_Brief_. Copy out the entries below exactly as they stand, but only from the line containing "- [ ] ErrorProxyHandler.applyl(target,thisArg, args)" through the line containing "FYI all tests pass in its current state.".

(Collected data entries)
____________________

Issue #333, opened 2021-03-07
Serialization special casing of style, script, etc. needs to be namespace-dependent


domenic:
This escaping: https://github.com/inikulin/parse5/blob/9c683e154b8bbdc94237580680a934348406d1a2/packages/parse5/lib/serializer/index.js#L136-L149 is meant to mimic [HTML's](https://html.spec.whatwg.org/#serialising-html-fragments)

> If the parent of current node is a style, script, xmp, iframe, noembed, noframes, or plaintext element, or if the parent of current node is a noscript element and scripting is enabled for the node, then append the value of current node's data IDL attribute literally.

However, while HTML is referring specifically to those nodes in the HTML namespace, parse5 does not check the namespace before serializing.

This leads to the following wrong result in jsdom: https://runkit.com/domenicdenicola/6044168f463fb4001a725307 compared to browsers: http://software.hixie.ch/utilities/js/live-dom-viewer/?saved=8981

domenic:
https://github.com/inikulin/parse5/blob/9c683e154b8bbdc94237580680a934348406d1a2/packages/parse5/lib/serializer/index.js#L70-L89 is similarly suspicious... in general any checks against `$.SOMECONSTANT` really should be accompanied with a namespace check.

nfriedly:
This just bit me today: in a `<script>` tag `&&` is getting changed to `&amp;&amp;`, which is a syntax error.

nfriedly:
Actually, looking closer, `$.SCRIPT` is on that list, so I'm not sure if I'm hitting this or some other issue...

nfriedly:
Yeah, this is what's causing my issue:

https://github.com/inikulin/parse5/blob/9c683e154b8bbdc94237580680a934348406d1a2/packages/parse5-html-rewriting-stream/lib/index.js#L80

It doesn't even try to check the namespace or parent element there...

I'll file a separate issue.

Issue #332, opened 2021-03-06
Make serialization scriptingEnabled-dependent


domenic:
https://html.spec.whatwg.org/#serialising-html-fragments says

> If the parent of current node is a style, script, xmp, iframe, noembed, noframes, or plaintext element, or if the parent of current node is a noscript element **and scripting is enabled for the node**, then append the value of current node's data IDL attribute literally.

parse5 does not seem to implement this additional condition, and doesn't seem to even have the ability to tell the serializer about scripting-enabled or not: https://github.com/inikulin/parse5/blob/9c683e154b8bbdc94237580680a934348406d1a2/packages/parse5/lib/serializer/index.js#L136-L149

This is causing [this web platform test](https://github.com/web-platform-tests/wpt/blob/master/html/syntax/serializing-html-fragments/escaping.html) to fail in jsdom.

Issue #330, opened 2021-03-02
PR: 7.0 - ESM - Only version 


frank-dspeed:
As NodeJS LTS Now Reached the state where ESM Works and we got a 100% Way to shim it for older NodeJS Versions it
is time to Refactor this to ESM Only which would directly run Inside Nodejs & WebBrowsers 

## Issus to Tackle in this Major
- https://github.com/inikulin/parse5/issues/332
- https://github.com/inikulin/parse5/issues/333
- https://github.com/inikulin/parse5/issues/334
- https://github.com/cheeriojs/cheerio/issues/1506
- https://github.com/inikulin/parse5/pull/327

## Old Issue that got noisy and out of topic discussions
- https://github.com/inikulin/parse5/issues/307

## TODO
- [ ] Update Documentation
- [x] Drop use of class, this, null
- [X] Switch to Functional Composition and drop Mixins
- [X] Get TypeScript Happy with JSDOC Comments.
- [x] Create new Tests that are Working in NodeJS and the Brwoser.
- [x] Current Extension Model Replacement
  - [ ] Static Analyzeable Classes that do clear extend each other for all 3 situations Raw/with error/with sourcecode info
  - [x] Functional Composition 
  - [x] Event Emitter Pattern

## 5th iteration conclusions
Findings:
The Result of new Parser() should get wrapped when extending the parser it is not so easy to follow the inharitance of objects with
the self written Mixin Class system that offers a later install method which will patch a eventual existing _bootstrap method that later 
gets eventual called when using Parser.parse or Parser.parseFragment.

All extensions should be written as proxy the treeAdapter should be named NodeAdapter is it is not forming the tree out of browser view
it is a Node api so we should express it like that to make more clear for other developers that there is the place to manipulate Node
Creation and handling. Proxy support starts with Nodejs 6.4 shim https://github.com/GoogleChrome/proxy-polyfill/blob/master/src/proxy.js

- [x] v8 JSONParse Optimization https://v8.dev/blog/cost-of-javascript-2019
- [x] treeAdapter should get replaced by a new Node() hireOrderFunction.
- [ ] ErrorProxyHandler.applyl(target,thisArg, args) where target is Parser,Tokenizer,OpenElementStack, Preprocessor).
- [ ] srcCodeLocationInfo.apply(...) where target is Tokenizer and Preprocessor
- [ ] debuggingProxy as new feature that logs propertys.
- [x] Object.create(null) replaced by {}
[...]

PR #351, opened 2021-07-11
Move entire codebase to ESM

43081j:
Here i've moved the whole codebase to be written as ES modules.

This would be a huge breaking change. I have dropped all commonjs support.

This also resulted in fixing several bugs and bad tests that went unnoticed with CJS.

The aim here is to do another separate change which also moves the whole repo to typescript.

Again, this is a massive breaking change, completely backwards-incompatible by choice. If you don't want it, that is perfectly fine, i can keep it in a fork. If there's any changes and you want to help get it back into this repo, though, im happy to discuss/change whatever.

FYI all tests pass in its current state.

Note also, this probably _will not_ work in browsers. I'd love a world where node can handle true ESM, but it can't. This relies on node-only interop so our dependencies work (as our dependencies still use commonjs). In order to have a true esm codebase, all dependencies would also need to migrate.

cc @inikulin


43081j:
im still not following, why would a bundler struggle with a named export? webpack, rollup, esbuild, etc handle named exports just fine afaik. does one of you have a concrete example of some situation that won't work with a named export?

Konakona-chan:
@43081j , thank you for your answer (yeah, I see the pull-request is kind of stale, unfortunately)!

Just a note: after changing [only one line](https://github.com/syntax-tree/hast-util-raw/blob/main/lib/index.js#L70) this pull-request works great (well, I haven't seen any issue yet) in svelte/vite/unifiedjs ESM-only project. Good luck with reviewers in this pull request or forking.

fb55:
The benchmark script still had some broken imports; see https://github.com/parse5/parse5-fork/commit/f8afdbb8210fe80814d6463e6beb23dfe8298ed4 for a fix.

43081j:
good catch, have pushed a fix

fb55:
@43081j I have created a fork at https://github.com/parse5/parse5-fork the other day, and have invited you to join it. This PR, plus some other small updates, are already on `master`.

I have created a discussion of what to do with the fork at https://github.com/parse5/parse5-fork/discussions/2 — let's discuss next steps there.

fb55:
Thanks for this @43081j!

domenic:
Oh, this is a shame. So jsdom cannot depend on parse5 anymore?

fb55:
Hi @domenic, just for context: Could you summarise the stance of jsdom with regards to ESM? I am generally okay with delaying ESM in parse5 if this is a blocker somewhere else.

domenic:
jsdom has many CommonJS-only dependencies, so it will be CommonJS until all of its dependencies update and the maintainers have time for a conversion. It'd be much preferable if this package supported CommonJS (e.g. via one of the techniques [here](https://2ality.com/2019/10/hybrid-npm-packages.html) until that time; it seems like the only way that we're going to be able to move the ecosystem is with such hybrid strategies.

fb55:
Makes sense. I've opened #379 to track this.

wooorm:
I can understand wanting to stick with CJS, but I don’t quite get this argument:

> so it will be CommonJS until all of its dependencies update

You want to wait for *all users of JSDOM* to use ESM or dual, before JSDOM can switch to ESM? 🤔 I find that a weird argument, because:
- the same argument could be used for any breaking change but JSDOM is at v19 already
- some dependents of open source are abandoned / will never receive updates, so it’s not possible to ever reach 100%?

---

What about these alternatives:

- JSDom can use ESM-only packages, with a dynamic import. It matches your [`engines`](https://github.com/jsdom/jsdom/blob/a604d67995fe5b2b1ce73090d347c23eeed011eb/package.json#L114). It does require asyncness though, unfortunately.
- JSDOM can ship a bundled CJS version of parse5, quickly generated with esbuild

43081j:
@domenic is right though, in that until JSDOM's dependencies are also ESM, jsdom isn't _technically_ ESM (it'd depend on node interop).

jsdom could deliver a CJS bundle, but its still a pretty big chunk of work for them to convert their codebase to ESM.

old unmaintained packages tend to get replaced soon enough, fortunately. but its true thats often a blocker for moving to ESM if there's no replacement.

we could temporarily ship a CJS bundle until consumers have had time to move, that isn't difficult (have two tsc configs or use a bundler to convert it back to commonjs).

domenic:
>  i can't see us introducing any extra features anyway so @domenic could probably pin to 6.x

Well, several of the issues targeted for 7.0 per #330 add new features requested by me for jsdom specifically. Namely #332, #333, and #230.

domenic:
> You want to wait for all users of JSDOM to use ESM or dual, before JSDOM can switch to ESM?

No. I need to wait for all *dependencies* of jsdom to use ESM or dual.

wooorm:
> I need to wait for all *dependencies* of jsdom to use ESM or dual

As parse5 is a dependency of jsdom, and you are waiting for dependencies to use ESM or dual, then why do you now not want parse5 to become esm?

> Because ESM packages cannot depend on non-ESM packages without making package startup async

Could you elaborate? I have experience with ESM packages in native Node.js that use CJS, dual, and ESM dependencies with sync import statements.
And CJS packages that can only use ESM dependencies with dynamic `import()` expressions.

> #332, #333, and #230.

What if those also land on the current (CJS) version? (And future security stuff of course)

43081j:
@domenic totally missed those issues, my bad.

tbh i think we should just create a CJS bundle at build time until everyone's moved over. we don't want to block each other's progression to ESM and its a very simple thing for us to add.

____________________

_Task answer_.
- [ ] ErrorProxyHandler.applyl(target,thisArg, args) where target is Parser,Tokenizer,OpenElementStack, Preprocessor).
- [ ] srcCodeLocationInfo.apply(...) where target is Tokenizer and Preprocessor
- [ ] debuggingProxy as new feature that logs propertys.
- [x] Object.create(null) replaced by {}
[...]

PR #351, opened 2021-07-11
Move entire codebase to ESM

43081j:
Here i've moved the whole codebase to be written as ES modules.

This would be a huge breaking change. I have dropped all commonjs support.

This also resulted in fixing several bugs and bad tests that went unnoticed with CJS.

The aim here is to do another separate change which also moves the whole repo to typescript.

Again, this is a massive breaking change, completely backwards-incompatible by choice. If you don't want it, that is perfectly fine, i can keep it in a fork. If there's any changes and you want to help get it back into this repo, though, im happy to discuss/change whatever.

FYI all tests pass in its current state.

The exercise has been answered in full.